PR #1314, opened 2026-03-25
Sort provider subclasses alphabetically

agrare:
This list is shown to the user to select a provider type and it is extremely confusing when it is not sorted alphabetically.

Before:
image

After:
image

### DIFF
--- a/app/controllers/api/providers_controller.rb
+++ b/app/controllers/api/providers_controller.rb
———
§ **Work instruction**: Each line of the entries that contains the word "controllers" should be listed.

§ **Answer for this exercise**:
--- a/app/controllers/api/providers_controller.rb
+++ b/app/controllers/api/providers_controller.rb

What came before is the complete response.